O grande chefe diz que nos reservará um lugar onde possamos viver
satisfeitos.
Ele será nosso pai e nós seremos seus filhos.
Portanto vamos considerar sua oferta de comprar nossa terra. Mas isso não
será fácil.
Esta terra é sagrada para nós.
Essa água brilhante que escorre nos riachos e rios não é apenas água, mas o
sangue de nossos antepassados.
Se lhes vendermos essa terra, vocês devem lembrar-se de que ela á sagrada, e
devem ensinar às suas crianças que ela é sagrada e cada reflexo nas águas
límpidas dos lagos fala de acontecimentos e lembranças da vida do meu povo.
O murmúrio das águas é a voz de meus ancestrais.
Os rios são nossos irmãos, saciam nossa sede.
Os rios carregam nossas canoas e alimentam nossas crianças.
Se lhes vendermos nossa terra, vocês devem lembrar e ensinar a seus filhos
que os rios são nossos irmãos, e seus também.

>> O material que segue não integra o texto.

PR #4346, opened 2026-03-17
👷 NextJS- Make NextJS plugin private

BeltranBulbarellaDD:
## Motivation

Like [PR](https://github.com/DataDog/browser-sdk/pull/4350), makes package private so as to not release it.

## Checklist

- [ ] Tested locally
- [ ] Tested on staging

### DIFF
--- a/packages/rum-nextjs/package.json
+++ b/packages/rum-nextjs/package.json
@@ -10,8 +10,8 @@
     "prepack": "npm run build"
   },
   "dependencies": {
-    "@datadog/browser-core": "*",
-    "@datadog/browser-rum-core": "*"
+    "@datadog/browser-core": "6.31.0",
+    "@datadog/browser-rum-core": "6.31.0"
   },
   "peerDependencies": {
     "next": ">=13.0.0",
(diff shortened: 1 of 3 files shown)


packages/rum-nextjs/package.json
```diff
@@ -10,8 +10,8 @@
     "prepack": "npm run build"
   },
   "dependencies": {
-    "@datadog/browser-core": "6.31.0",
-    "@datadog/browser-rum-core": "6.31.0"
+    "@datadog/browser-core": "*",
+    "@datadog/browser-rum-core": "*"
```
amortemousque: **❓ question:** ‏Why this change?

BeltranBulbarellaDD: IMO Simplicity. We don't need a version since [checkPackageDependencyVersions](https://github.com/DataDog/browser-sdk/blob/d307cf0b06e91d2cba584f5aa5508506ac85eb9f/scripts/lib/checkBrowserSdkPackageJsonFiles.ts#L20) will early return on private packages, so we just resolve to the workspace version.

E, portanto, vocês devem dar aos rios a bondade que dedicariam a qualquer
irmão.
Sabemos que o homem branco não compreende nossos costumes.
Uma porção de terra, para ele, tem o mesmo significado que qualquer outra,
pois é um forasteiro que vem a noite e extrai da terra aquilo de que
necessita.
A terra não é sua irmã, mas sua inimiga, e quando ele a conquista, prossegue
seu caminho. Deixa para trás os túmulos de seus antepassados e não se
incomoda. Rapta da terra aquilo que seria de seus filhos e não se importa.
A sepultura de seu pai e os direitos de seus filhos são esquecidos.
Trata sua mãe, a terra, e seu irmão, o céu, como coisas que possam ser
compradas, saqueadas, vendidas como carneiros ou enfeites coloridos.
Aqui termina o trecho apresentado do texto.